Those things are pure nonsense. Something else drove them out of hiding to the trap. Sound waves, unless playing opera, do not work on bugs either.


----------



## jakeubu (Nov 10, 2012)

Yeah I'm not too confident in the abilities of the ultrasound repellants, but I will say that the traps I've set, just caught its second mouse in less than 24 hours, hopefully that was the last one.


----------



## pumpkins (Nov 13, 2012)

sdsester said:


> Those things are pure nonsense. Something else drove them out of hiding to the trap. Sound waves, unless playing opera, do not work on bugs either.


It doesn't emit sound waves, but electromagnetic. I can't be sure how and if it works at all, but indeed the mouse activity increased after placing the tool in the plug like the warning on the instructions said.


----------



## Jim F (Mar 4, 2010)

Missouri Bound said:


> Personally I don't believe in killing animals, so when they are caught they are taken for a nice long ride and released.:yes:


I've heard of people doing this, taking the mice for a long ride.

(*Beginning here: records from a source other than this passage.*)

PR #198, opened 2019-10-01
Fix form fields in ApplyForm

mjlumetta:
in reference to https://lighthouseva.slack.com/archives/CEXC8GV2S/p1569948668238100


kalilsn:
https://github.com/department-of-veterans-affairs/vets-contrib/issues/3277

PR #199, opened 2019-10-01
Replace reference to USWDS in base.scss with VADS

mjlumetta:
department-of-veterans-affairs/vets-contrib#2893

This is the starting point for our replacement of USWDS with Formation. There are still some direct references to USWDS classes that may be removed in the future, but this PR allows us to use the utilities from formation. There are some minor changes to the actual style of the site: slightly smaller font size, larger header logo, and some minor spacing adjustments. These were mostly made in the interest of consistency: removing overrides of the design system where possible. The larger header simply matches the mockups more closely.


src/base.scss
```diff
@@ -33,6 +33,19 @@ footer {
...
+// Override <a> styles from formation. The non-hover transition
+// is defined in formation/sass/base/_va.scss and the hover styles
+// can be found in formation/sass/base/_b-mixins.scss
+a {
+  transition: none;
+
+  &:hover {
+    transition: none;
+    background-color: rgba(0,0,0,0);
+    text-decoration: none;
```
kalilsn: @jasalisbury Did you add `text-decoration: none` to fix a particular issue you found? It's changed the interaction so that the underline disappears whenever you hover over a link.

Sorry, should have checked this before I approved your PR!

jasalisbury: Yeah the text in api card links was being underlined. It looks like links on prod aren't underlined when they are hovered over so it seems fine, unless I'm misunderstanding something

kalilsn: Most of them are underlined: look at the `Send us your feedback` link or the ones in `Ready to get started?` at the bottom of the homepage. I see why you made the change though. I think I'm going to remove this from here and instead apply `text-decoration: none` only to the `CardLink` components – how does that sound?

jasalisbury: Oh I see it now. Yeah go for it!

src/components/MarkdownPage.tsx
```diff
@@ -3,7 +3,7 @@ import * as React from 'react';
 
 export default function MarkdownPage(Component: MarkdownComponent): JSX.Element {
   return (
-      <section className="usa-section">
+      <section className="vads-u-padding-y--6">
```
kalilsn: `usa-section` isn't part of formation so we lost padding on the markdown pages. This isn't totally consistent with the other kinds of pages, but I think that should be refactored further down the line.

kalilsn:
@mjlumetta @dvogel @jasalisbury I think this is ready to go: once y'all approve I'll update these snapshots and merge. I forced it to give us a review instance too, let me know if anything seems broken!

mjlumetta:
@kalilsn this looks good to me. can't approve because i opened it initially but yeah

jest-puppeteer.config.js
```diff
@@ -11,7 +11,7 @@ if(!process.env.TEST_HOST) {
   puppeteerConfig.server = {
     "command": "PORT=4444 BROWSER=false npm run-script start",
     "port": 4444,
-    "launchTimeout": 60000,
+    "launchTimeout": 120000,
```
dvogel: This is a getting a little concerning. Fine for the purposes of this PR but we should discuss whether there's a better alternative for the future. It seems like requiring a dev build before the test suite is run would be a reasonable change.

kalilsn: Yeah, I'm going to write a ticket specifically for addressing this because I don't want it to get forgotten.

You certainly wouldn't want to realease them in your back yard since they will surely find their way back in. I have to wonder how the mice survive out of their own territory though. I would think they woud have a curve learning to where to find food, shelter and avoid predators in an unfamiliar territory. It might be more humane to kill them outright in a lethal trap.


----------



## gobug (Jul 13, 2012)

Ultrasonic and/or electromagnetic pest control devices are scams. The state of CO has them tested and since they do not work, they are not supposed to be for sale. Big box purchasing agents are in another state, and do not understand the variation in laws by state. The state will issue an order to remove it from the shelf if someone complains, but otherwise the state does not police conformance. The big box places continue to offer them for sale. If they worked, professional exterminators would use them, rent them, and sell them.

It is good to have a wide variety of devices. Snaps, gangtraps, and glue boards are the most commonly used. In addition to peanut butter, consider a cotton ball. Minnie Mouse will want it for her nest.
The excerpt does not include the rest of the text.